(Material shown)

PR #5098, opened 2026-07-03
Type pool_classes_by_scheme as a mapping to pool callables

### LINKED ISSUE #3554: typing: unable to override `pool_classes_by_scheme` with a `partial`d class
### Subject

incredibly specific unfortunately -- https://github.com/getsentry/sentry/blob/00f7a931ef9cb9efc31658a89d85eed19a52155e/src/sentry/net/http.py#L138-L141

we have to patch all the way down to do ip address filtering in requests / urllib3 -- to override the connection creation mechanism

as a result we override pool classes and it appears the typing for this is a little too strict (`dict[str, type[HTTPConnectionPool]]`)

### Environment

Describe your environment.

```pycon
>>> import platform
>>> import ssl
>>> import urllib3
>>> 
>>> print("OS", platform.platform())
OS macOS-15.2-arm64-arm-64bit-Mach-O
>>> print("Python", platform.python_version())
Python 3.13.1
>>> print(ssl.OPENSSL_VERSION)
OpenSSL 3.0.15 3 Sep 2024
>>> print("urllib3", urllib3.__version__)
urllib3 2.2.2
>>> ^D
```

### Steps to Reproduce

I don't have a good minimal reproduction but the error from mypy is as follows:

```
src/sentry/net/http.py:138: error: Dict entry 0 has incompatible type "str": "partial[SafeHTTPConnectionPool]"; expected "str": "type"  [dict-item]
src/sentry/net/http.py:139: error: Dict entry 1 has incompatible type "str": "partial[SafeHTTPSConnectionPool]"; expected "str": "type"  [dict-item]
Found 2 errors in 1 file (checked 6465 source files)
```

### Expected Behavior

ideally no errors

### Actual Behavior

see above

___

an aside -- if I adjust the annotation slightly I can get this to pass:

```diff
-pool_classes_by_scheme = {"http": HTTPConnectionPool, "https": HTTPSConnectionPool}
+pool_classes_by_scheme: dict[str, typing.Callable[..., HttpConnectionPool]] = {"http": HTTPConnectionPool, "https": HTTPSConnectionPool}
```

this ~slightly reduces type safety in that a call to the value of this will no longer have its arguments checked agains the shape of `HTTPConnection` -- but it does allow more flexibility for what values can be in the dictionary (while still preserving the return value shape)

I'll probably just `# type: ignore` for now though since that's the least friction

apoorvdarshan:
Closes #3554

## Problem

`pool_classes_by_scheme` is typed as `dict[str, type[HTTPConnectionPool]]`, so overriding it with a callable that returns a pool — e.g. a `functools.partial`, as [Sentry does](https://github.com/getsentry/sentry/blob/00f7a931ef9cb9efc31658a89d85eed19a52155e/src/sentry/net/http.py#L138-L141) to customize connection creation for IP filtering — fails type checking, even though it works at runtime:

```python
pm.pool_classes_by_scheme = {"http": functools.partial(HTTPConnectionPool), ...}
# error: Dict entry 0 has incompatible type "str": "partial[HTTPConnectionPool]";
#        expected "str": "type"  [dict-item]
```

## Fix

Type the values as `Callable[..., HTTPConnectionPool]` (via a `_TYPE_POOL_CLASSES_BY_SCHEME` alias). A pool *class* is already a valid `Callable[..., HTTPConnectionPool]`, so this is a safe widening — every existing usage still type-checks, and `_new_pool` continues to call the value as `pool_cls(host, port, **request_context)`. The local annotation in `_new_pool` is updated to match.

## Verification

- Added `test_pool_classes_by_scheme_accepts_callable` to `test/test_poolmanager.py`. It is primarily a typing regression test (mypy runs over the `test` package): the `partial` assignment produces the `[dict-item]` error on `main` and type-checks with this change, and the test also exercises the assignment at runtime.
- `mypy --strict` on a minimal reproduction: clean with the fix, errors without it.
- `test_poolmanager.py`, `test_proxymanager.py`, `test_connectionpool.py`: 146 passed. `ruff check` clean; the diff touches only the changed lines.

## Disclosure

Prepared with the assistance of an AI tool (Claude Code); I reproduced the issue, reviewed and verified the change and test results, and will respond to review feedback personally.

### DIFF
--- a/changelog/3554.bugfix.rst
+++ b/changelog/3554.bugfix.rst
@@ -1,0 +1,1 @@
+Fixed the type hint of ``PoolManager.pool_classes_by_scheme`` to accept any callable returning a connection pool (for example a ``functools.partial``), not only a pool class.
--- a/src/urllib3/poolmanager.py
+++ b/src/urllib3/poolmanager.py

(End Material shown)

### Your instructions:
Which of the lines above include the word "this"? Copy each of them.

### Written answer:
as a result we override pool classes and it appears the typing for this is a little too strict (`dict[str, type[HTTPConnectionPool]]`)
an aside -- if I adjust the annotation slightly I can get this to pass:
this ~slightly reduces type safety in that a call to the value of this will no longer have its arguments checked agains the shape of `HTTPConnection` -- but it does allow more flexibility for what values can be in the dictionary (while still preserving the return value shape)
Type the values as `Callable[..., HTTPConnectionPool]` (via a `_TYPE_POOL_CLASSES_BY_SCHEME` alias). A pool *class* is already a valid `Callable[..., HTTPConnectionPool]`, so this is a safe widening — every existing usage still type-checks, and `_new_pool` continues to call the value as `pool_cls(host, port, **request_context)`. The local annotation in `_new_pool` is updated to match.
- Added `test_pool_classes_by_scheme_accepts_callable` to `test/test_poolmanager.py`. It is primarily a typing regression test (mypy runs over the `test` package): the `partial` assignment produces the `[dict-item]` error on `main` and type-checks with this change, and the test also exercises the assignment at runtime.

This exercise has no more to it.